Una decina di giorni fa gli storici Roberto Balzani (che è sindaco di Forlì), Thomas Casadei, Sauro Mattarelli e Maurizio Ridolfi hanno proposto una petizione contro la soppressione delle festività civili stabilita con il decreto legge contenente la penultima versione della manovra finanziaria. E sono state raccolte finora oltre diecimila firme [http://soppressionefestecivili. blogspot. com].

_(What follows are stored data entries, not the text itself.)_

Issue #8606, opened 2019-01-08
Include enough information in stats.json to define original module dependency graph


smikula:
## Feature request

I'm working on some tooling to analyze the module graph of my bundle.  (Similar to what [http://webpack.github.io/analyse/#module](http://webpack.github.io/analyse/#module) does.)  What I've noticed, as I examine my stats.json file, is that I'm not able to reconstruct the graph precisely when it comes to scope hoisted modules.

For instance, suppose my graph looks like this:

```
A->B
A->C
B->F
C->F
D->E
D->F
```

...and after scope hoisting I end up with two modules `ABC` and `DEF`.  From my stats file I can examine the `DEF` module and see the three modules it contains, and I can dig into module `F`.  But when I examine the reasons for `F` I'll see something like:

```
ABC->F
ABC->F
```

So I don't know which of `A`, `B`, or `C` actually imported `F`, and the fact that `D` imported `F` is not reported at all.  When there are many modules and scope hoisting is more extensive, you can imagine how much this obscures the original graph.

Am I missing something?  Is there a way to derive the original dependency graph from the reported stats?  Or if not, is this something that could be added?

**What is the expected behavior?**

There should be some information in the stats to describe the specific "reasons" for a module being imported *before* considering scope-hoisting.

**How should this be implemented in your opinion?**

For a first stab at it, I'd consider adding a new "originalModule" field to the `reason` structure, e.g.:

```
{
    loc: "24:16-47",
    module: "./A.js + 2 modules",
    moduleId: 52,
    moduleIdentifier: "C:\sample\A.js 763a2395f68a45ea2b0a8799b2803f23",
    moduleName: "./A.js + 2 modules",
    originalModule: "./B.js"
}
```

**Are you willing to work on this yourself?**

Sure, if there's consensus on exactly what the change should look like.  Pointers on how to make the change would be appreciated, too!

sokra:
We have this information, but it's not added to the Stats yet.

Send a PR to add this info to the Stats. Make sure to work towards the `next` branch, the stats system changed here.

smikula:
I've opened #8611 for this -- please let me know if this approach makes sense.  (I'm still getting my bearings in the internals of webpack.)

I attempted to run test cases locally but it looks like there are some that fail or get skipped -- even in the `next` branch.  Is this known?

In general, is there any documentation around testing or other process I need to follow to get the PR merged?

evilebottnawi:
bump

smikula:
[...]

PR #8611, opened 2019-01-09
Report originally resolved module as part of reasons

smikula:

This addresses #8606.  Currently when modules are scope hoisted there is not enough information to reconstruct the original module dependency graph.  With this change the `reasons` structure in the reported stats contains a field for the originally resolved module.

Not yet, but I'm happy to if needed.  Currently not all tests seem to be passing, possible because this is the alpha branch.

No, this should be purely additive.

The new property in the `reason` structure.


lib/stats/DefaultStatsFactoryPlugin.js
```diff
@@ -509,6 +509,9 @@ const SIMPLE_EXTRACTORS = {
 				moduleName: reason.originModule
 					? reason.originModule.readableIdentifier(requestShortener)
 					: null,
+				resolvedModule: reason.resolvedOriginModule
```
sokra: resolvedModuleId and resolvedModuleIdentifier too

smikula:
@sokra: I added this to the `toString` output as an optional last field in the reason line -- optional in that it only shows up if the resolved module is different from the actual module.  I've also added a test and updated the snapshots.

smikula:
I'm not clear why the test case is failing only for Node 10 on Windows.  It looks like in that particular case the reasons are reported in a different order so they don't match the snapshot.  Is there anything that would be non-deterministic about this ordering?

lib/stats/DefaultStatsPrinterPlugin.js
```diff
@@ -510,7 +511,8 @@ const PREFERED_ORDERS = {
 		"moduleId",
 		"module",
 		"loc",
```
sokra: Place it between `module` and `loc`

smikula:
@sokra, thanks for the pointers.  I've made the changed you suggested and it looks like that took care of the test failure.

smikula:
Thanks for the approval.  Is there anything else I need to do before you merge it?

PR #8614, opened 2019-01-11
Add preserveEntrypoint option to splitChunks cacheGroups (rebased)

### LINKED ISSUE #7230: Webpack 4 splitChunks causes reused chunks to not be executed

JanJakes:
This is just a fork of #7242 rebased on master since the original pull request was not rebased.

Fixes #7230, closes #7242.

### DIFF
--- a/test/__snapshots__/StatsTestCases.test.js.snap
+++ b/test/__snapshots__/StatsTestCases.test.js.snap
@@ -3685,6 +3685,15 @@ Child enforce-min-size:
      ./node_modules/small.js?2 67 bytes [built]"
 `;
 
+exports[`StatsTestCases should print correct stats for split-chunks-issue-7230 1`] = `
+"            Asset       Size  Chunks             Chunk Names
+   core.bundle.js  556 bytes       0  [emitted]  core
+   main.bundle.js  796 bytes       2  [emitted]  main
+runtime.bundle.js   6.04 KiB       1  [emitted]  runtime
+Entrypoint core = runtime.bundle.js core.bundle.js
+Entrypoint main = runtime.bundle.js core.bundle.js main.bundle.js"
+`;
+
 exports[`StatsTestCases should print correct stats for split-chunks-prefer-bigger-splits 1`] = `
 "Entrypoint main = default/main.js
 chunk default/118.js 110 bytes <{179}> ={334}= ={383}= [rendered] split chunk (cache group: default)
--- a/declarations/WebpackOptions.d.ts
+++ b/declarations/WebpackOptions.d.ts
@@ -1156,6 +1156,10 @@ export interface OptimizationSplitChunksCacheGroup {
 	 */
 	name?: false | Function | string;
 	/**
+	 * Preserve existing entrypoint when chunk has equal name
+	 */
+	preserveEntrypoint?: boolean;
+	/**
 	 * Priority of this cache group
 	 */
 	priority?: number;
--- a/lib/WebpackOptionsDefaulter.js
+++ b/lib/WebpackOptionsDefaulter.js
@@ -398,6 +398,7 @@ class WebpackOptionsDefaulter extends OptionsDefaulter {
 		this.set("optimization.splitChunks.cacheGroups.default", {
 			idHint: "",
 			reuseExistingChunk: true,
+			preserveEntrypoint: false,
 			minChunks: 2,
 			priority: -20
 		});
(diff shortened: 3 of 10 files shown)


test/__snapshots__/StatsTestCases.test.js.snap
```diff
@@ -3200,6 +3200,14 @@ Child enforce-min-size:
         > ./ main"
 `;
 
+exports[`StatsTestCases should print correct stats for split-chunks-issue-7230 1`] = `
+"         Asset      Size  Chunks             Chunk Names
+core.bundle.js  6.59 KiB       0  [emitted]  core
+main.bundle.js  6.83 KiB       1  [emitted]  main
+Entrypoint core = core.bundle.js
+Entrypoint main = core.bundle.js main.bundle.js"
```
sokra: This is a non-working bundle.

both core and main include the runtime. Using both will throw an error about missing modules at runtime. main can't use the modules in core.

JanJakes: I thought the original pull request needed just a rebase. I'll look into it. Do you have any suggestions what needs to be done?

Also - I'm not sure why there was such a complex test function https://github.com/webpack/webpack/pull/8614/files#diff-741d374868f6de786477bdcfbaf6fa81R32, the test can be simpler, right?

And looking at it some more, maybe `Preserve existing chunk as an entrypoint when it has matching modules` is not a very clear description, or is it? I'd suggest something like `Preserve entrypoint when it has same name name as chunk`?

JanJakes: @sokra Fixed. I fixed and rewrote the test to be simpler and more readable & improved the description.

JanJakes:
@sokra Does it look better now or does it need any more work?

JanJakes:
Rebased on master.

JanJakes:
@sokra Could you (or somebody) please provide any more feedback here? I worked on this since rebase was [requested](https://github.com/webpack/webpack/pull/7242#issuecomment-444135811) on the original PR and I'd like to push it forward so it doesn't die abandoned.

egorvoronov:
Faced the same issue. Any input why we couldn't put our common code to the entrypoint from lazy chunks, for example?

ianks:
This functionality is critical for us, any chance for a review @sokra

evilebottnawi:
@JanJakes can you rebase?

JanJakes:
@evilebottnawi Rebased but look at the failures:
```
ERROR in SplitChunksPlugin
Cache group "core" conflicts with existing chunk.
Both have the same name "core".
Use a different name for the cache group.
HINT: You can omit "name" to automatically create a name.
BREAKING CHANGE: webpack < 5 used to allow to use the entrypoint as splitChunk. This is no longer allowed. Remove this entrypoint and add modules to cache group's 'test' instead. If you need modules to be evaluated on startup, add them to the existing entrypoints (make them arrays). See migration guide of more info.
```

I'm not familiar with changes for 5.0. Does this mean this is no longer relevant?

niksy:
What’s the status of this issue? Is there any alternative for this in Webpack 5?

alexander-akait:
@JanJakes Can you rebase?

JanJakes:
@alexander-akait Not sure, after the last rebase almost two years ago I run into some errors and was asking whether this is still relevant (see https://github.com/webpack/webpack/pull/8614#issuecomment-564942252) for Webpack 5.

Maybe we can simply close this issue?

alexander-akait:
It means we break something...

JanJakes:
I'm closing this as I have received no feedback from the Webpack team, I'm not using it anymore, and the original issue was [rejected](https://github.com/webpack/webpack/pull/7242#issuecomment-603906164) anyway. If this is still relevant for anyone, feel free to use this branch as a base for another pull request.

PR #8615, opened 2019-01-11
Add name property to error thrown on chunk load failure

felixfbecker:
This allows to catch failed chunk loads.
See https://github.com/sourcegraph/sourcegraph/pull/1803 for a real use case. When a chunk load failed, it is likely because the website got redeployed while the user was using it should be reloaded. Currently this requires asserting the error message, which is hacky.

feature?

I couldn't find any tests for this plugin nor the error and their existing properties.

No

Currently these errors (and the properties they already have) don't seem to be documented.


felixfbecker:
This has been open since January, could I get a review on this? It would really help in catching errors caused by new deployments (to suggest the user to reload). @sokra

sokra:
Thanks

PR #8622, opened 2019-01-14
Improve memory consumption of file serialization middleware

SevInf:
On a large project with resolver cache enabled the total size of all serialized chunks in `FileMiddleware:: serialize` can reach hundreds of megabytes (~800 MB in our case). `Buffer.concat` call [here](https://github.com/webpack/webpack/blob/next/lib/serialization/FileMiddleware.js#L299) duplicates this data. [Node source for a reference](https://github.com/nodejs/node/blob/master/lib/buffer.js#L467).

 This PR changes `FileMiddleware` to use node.js streams for writing the data into the file without concatenation.

Performance improvement

Existing `TestCasesCachePack`/`TestCasesCacheInstant` should cover it

No

Nothing

### DIFF
--- a/lib/serialization/FileMiddleware.js
+++ b/lib/serialization/FileMiddleware.js
@@ -255,6 +255,32 @@ const readSection = (filename, file, offset, size, callback) => {
 	});
 };
 
+const writeBuffers = (fileHandle, buffers, callback) => {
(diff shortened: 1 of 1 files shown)


sokra:
Thanks

PR #8625, opened 2019-01-15
Fix UMD builds root reference

### LINKED ISSUE #6784: UMD build can't be used in node env
Ehen using build with libraryTarget: 'umd',  targeted build in node enviroment; getting: 
AR: 
Node give "ReferenceError: window is not defined"
ER: 
no issues  in node & browser

Not possible to set target param to match both platforms;

Webpack version 4.1.1 
It's due to webpackUniversalModuleDefinition - "this" should be as param instead of window

gpoitch:
Fixes the UMD wrapper generated when setting `libraryTarget: 'umd'`.  It incorrectly references `window` as the global object which breaks in nodejs and other envs.  This is because the default `target` is 'web'.  However, in a UMD build the target is special/universal so we don't look up `globalObject`

Closes #6784

bugfix

no... I just want to get some feedback on the solution first.

I need some direction.  All the current umd tests should have been failing because webpacked umd doesn't work in node without this fix.

no

nothing

### DIFF
--- a/lib/UmdMainTemplatePlugin.js
+++ b/lib/UmdMainTemplatePlugin.js
@@ -83,7 +83,7 @@ class UmdMainTemplatePlugin {
 	 * @returns {void}
 	 */
 	apply(compilation) {
-		const { mainTemplate, chunkTemplate, runtimeTemplate } = compilation;
+		const { mainTemplate, chunkTemplate } = compilation;
 
 		const onRenderWithEntry = (source, chunk, hash) => {
 			let externals = chunk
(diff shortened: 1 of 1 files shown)


lib/UmdMainTemplatePlugin.js
```diff
@@ -269,9 +269,7 @@ class UmdMainTemplatePlugin {
 									: "		var a = factory();\n") +
 							  "		for(var i in a) (typeof exports === 'object' ? exports : root)[i] = a[i];\n" +
 							  "	}\n") +
-						`})(${
-							runtimeTemplate.outputOptions.globalObject
-						}, function(${externalsArguments(externals)}) {\nreturn `,
+						`})(this, function(${externalsArguments(externals)}) {\nreturn `,
```
sokra: `this` won't work, as it's `undefined` in `<script type="module">`

kenning:
heyyyy who wants to merge this bad boy

sokra:
This is already in the webpack 5 branch. For webpack 4 it would be a breaking change so we can't change it here.

PR #8639, opened 2019-01-16
Change forEach to forEachLimit when emitting assets

sokra:
cherry-picked from #8609

memory usage improvement

N/A

no

nothing

### DIFF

Nell’appello non solo si sottolinea il pericolo che questa scelta costituisce per la «coesione civile» e per la «produttività nazionale », ma si paventa che, così agendo, si giunga alla «negazione di quel patriottismo costituzionale e di quella idea di democrazia sociale su cui si è costruita e sviluppata la miglior storia della nostra repubblica ».
La norma varata dal governo lascia nell’indefinitezza il giorno nel quale tenere le «celebrazioni nazionali e le festività dei santi patroni»: il venerdì precedente, il lunedì seguente secondo il modello delle Bank Holidays, ovvero la domenica? Spetterà al governo, anno dopo anno, decidere: parrebbe il trionfo del pragmatismo, da taluno invocato contro i furori ideologici che sarebbe insito nei dibattiti sui valori. Cela più prosaicamente un tratto furbesco, opportunistico, che lascia alla valutazione dell’esecutivo in carica la scelta di dare senso o meno alle diverse ricorrenze.
L’Italia postfascista ha ereditato le pulsioni dissociative che avevano segnato la vicenda unitaria. È un carattere che viene da lontano e manifesta le difficoltà connesse con la costruzione di un autentico sistema democratico condiviso, contrassegnato da pari opportunità per tutte/i.
Ne è conseguita una vita attraversata da conflitti straordinari. La democrazia repubblicana, dopo la dittatura fascista, dopo il secondo conflitto mondiale e dopo la Resistenza, aveva per i padri costituenti anche questo intento: creare finalmente le condizioni di un’appartenenza comune, di una condivisione dei tratti fondanti il nostro patto.
L’Italia riflette su di sé il 25 aprile, il 1° maggio e il 2 giugno, quest’ultima festività soppressa nel 1977, al pari del 4 novembre, e ripristinata nel 2000 grazie all’opera di Ciampi.
Tutte e tre le date sono state, in alcune fasi della storia repubblicana, festeggiate separatamente: l’irrisolvibile conflitto della guerra fredda pareva una formidabile conferma delle divisioni della nazione. Eppure quelle date parevano appartenere a tutte le culture politiche alle origini della repubblica democratica. In occasione del 25 aprile più controverso, quello del 1948, a una settimana dalle elezioni che avevano dato centralità alla Dc, il ministro dell’interno Scelba vietò le celebrazioni all’aperto. La sola eccezione, con una manifestazione pubblica, si ebbe a Milano: il presidente del Consiglio della liberazione Ferruccio Parri, che parlò, venne fischiato dai militanti del Fronte Popolare; il Corriere della Sera ricordò le «ombre dei morti – da Matteotti a Gobetti, da Turati a Rosselli», omettendo Giovanni Amendola, Gramsci e Don Minzoni. Ciascuno, insomma, rivendicava il 25 aprile per sé e intorno al suo significato sorgevano dispute e controversie. Tutti, però, vi si riconoscevano.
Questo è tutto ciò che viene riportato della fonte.